UMKM Jawa Tengah Diakui Pasar Internasional

0
252

image

SEMARANG – Kamar Dagang dan Industri (Kadin) Jawa Tengah menyatakan sejumlah produk usaha mikro, kecil, dan menengah (UMKM) Jawa Tengah telah diakui oleh pasar internasional.

“Di Jawa Tengah banyak terdapat UMKM yang inovatif, kreatif dan mandiri,” kata Ketua Kadin Jawa Tengah Kukrit Suryo Wicaksono pada acara Musyawarah Provinsi VI Kadin Jawa Tengah di MG Setos Hotel Semarang, Senin.

Beberapa produk UMKM dari Jawa Tengah yang sudah memiliki nama hingga tingkat pasar internasional di antaranya produk percetakan, karoseri, dan rokok. Selain itu, ada pula produk makanan, pernak-pernik kerajinan tangan, mebel, dan tekstil.

Untuk terus memperluas pasar produk dari UMKM, Kadin saat ini sudah memiliki program gateasean.com yang bekerja sama dengan Kadin Singapura. “Pada gateasean.com ini produk-produk para pelaku UMKM dapat dijual, pasarnya tidak hanya di dalam negeri tetapi juga untuk kawasan ASEAN,” katanya.
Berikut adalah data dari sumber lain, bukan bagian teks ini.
PR #52, opened 2026-08-06
fix: expand oauth scopes for observer verification if needed

maxwellpeterson:
Ensures that the OAuth scopes requested during observer verification cover the resource types that need to be verified.

Fixes situations like these:
1. A user receives a shared Gadget that has observed data from a Google service such as Sheets or Docs
2. The user reaches the observer verification page without an existing Google authentication grant
3. The authentication flow requests only the Gmail scope
4. Observer verification attempts to check the Sheets, Docs, or other relevant Google resource using that insufficient grant
5. The user is rejected as having no access, even though their Google account does have access to the observed resource

### DIFF
--- a/packages/workshop-frontend/src/ObserverConfigModal.tsx
+++ b/packages/workshop-frontend/src/ObserverConfigModal.tsx
@@ -43,13 +43,10 @@ function accountLabel(account: AccountInfo | undefined, accountId: number): stri
   return account?.description.uniqueName || account?.description.displayName || `Account ${accountId}`
 }
 
-/**
- * Returns the grantable resource type needed to verify one observer binding.
- *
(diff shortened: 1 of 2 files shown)


packages/workshop-frontend/src/ObserverConfigModal.tsx
```diff
@@ -36,6 +43,37 @@ function accountLabel(account: AccountInfo | undefined, accountId: number): stri
   return account?.description.uniqueName || account?.description.displayName || `Account ${accountId}`
 }
 
+/**
```
ndisidore: super nit: (i've gotten called out here) inconsistent comment style with the rest of this file

ndisidore (approved):

Maximo-Guk (approved):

Pada kesempatan tersebut, pihaknya mengimbau kepada para pelaku UMKM di Jawa Tengah agar tidak perlu khawatir dalam menghadapi pelaksanaan Masyarakat Ekonomi ASEAN (MEA). “Support dari pihak terkait sangat luar biasa, mulai dari instansi Pemerintah, asosiasi, hingga perbankan,” katanya.

Terkait dukungan tersebut, pihaknya juga mengapreasiasi adanya upaya sinergitas dari Pemerintah terkait pertumbuhan UMKM di Jawa Tengah. “Salah satunya adalah kami selalu dilibatkan dalam proses pengambilan keputusan yang berkaitan dengan pertumbuhan ekonomi,” katanya.

Sementara itu, pada Musprov yang kembali mencalonkan Kukrit sebagai ketua Kadin masa jabatan 2016-2021 tersebut juga dilakukan penandatanganan nota kesepahaman dengan sejumlah asosiasi di Jawa Tengah.

Nota kesepahaman ini berisi mengenai adanya pembinaan, penjaminan kredit bagi UMKM, pelatihan, dan akses perluasan pasar yang dilakukan oleh Kadin Jawa Tengah. Delapan asosiasi yang menandatangani nota kesepahaman tersebut yaitu Ikatan Wanita Pengusaha Indonesia (Iwapi), Gabungan Pelaksana Konstruksi Nasional Indonesia (Gapensi), Gabungan Importir Nasional Seluruh Indonesia (Ginsi), Gabungan Pengusaha Jamu (GP Jamu), Himpunan Pengusaha Muda Indonesia (Hipmi), Asosiasi Mebel dan Kerajinan Rotan Indonesia (Amkri), Himpunan Pengusaha Pengrajin Indonesia, dan Himpunan Pengusaha Pribumi Indonesia (Hippi).(aln)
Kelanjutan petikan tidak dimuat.